Estamos programados para dominar, para subyugar o forzar el curso natural del río para conseguir nuestros objetivos. Pero esa falta de escucha (y respeto) se vuelve en contra nuestra desconectándonos de nuestro cuerpo, de su vigor y de lo más instintivo. Cuando tenemos síntomas (una fiebre, una diarrea, una jaqueca) no nos preguntamos qué nos quiere decir el cuerpo (descanso, ayuno o soledad, por ejemplo), muchas veces lo resolvemos con una pastilla.
No nos damos cuenta que la vida es sagrada, y que esta vida sostiene nuestro cuerpo. No queremos escuchar a la ciencia que nos alumbra acerca de la complejidad de nuestros sistemas orgánicos y de la regeneración continua en la que, momento a momento, está sumido nuestro cuerpo. Nos es fácil cosificar el cuerpo y tratarlo como “objeto”, imponerle hábitos en vez de aprender de su sabiduría.

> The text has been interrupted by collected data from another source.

PR #149, opened 2023-08-17
fix: remove @warp-ds/css dep to fix circular dependency

BalbinaK:
`@warp-ds/css` dependency was only used to import component classes array and “externalize” those to avoid generating redundant CSS when it’s already available in an app through [components.css](https://assets.finn.no/pkg/@warp-ds/css/v1/components.css).
Until we figure out how to fix externalizing of component classes in a better way, we remove the option `omitComponentClasses` from the plugin. The users will then need to import the `@warp-ds/css` package and pass the imported component classes array to `externalClasses` option of `presetWarp` to achieve the same goal.

### DIFF
--- a/test/external-classes.js
+++ b/test/external-classes.js
@@ -9,7 +9,7 @@ describe('external classes', () => {
     const { css } = await uno.generate(classes);
     expect(css).toMatchSnapshot();
   });
-  test('externaliized class of mt-32 should be excluded from the css', async ({ uno }) => {
+  test('externalized class of mt-32 should be excluded from the css', async ({ uno }) => {
     const classes = ['mt-16', 'mt-32', 'mb-24'];
     const { css } = await uno.generate(classes);
     expect(css).toMatchSnapshot();
--- a/test/external-classes.js
+++ b/test/external-classes.js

La vida es alternancia y polarizarnos en el hacer (o en el no hacer) genera un desequilibrio. Cuando perdemos el apetito es posible que sea por algo, que necesitemos llevar la energía a procesos de regulación y no tanto en la digestión. Por supuesto que siempre hemos de consultar con nuestro equipo médido pero no de espaldas a nuestra naturaleza. El arte de regularse en la vida no es fácil porque primero hay que darse cuenta de la propia necesidad, pero después tenemos que tener la maestría del torero para capear los imponderables de nuestra vida social que, en definitiva, también es importante porque somos seres sociales. El equilibrio de la balanza a veces depende de unos gramos en un platillo o en otro pero hete aquí que vivir es un arte.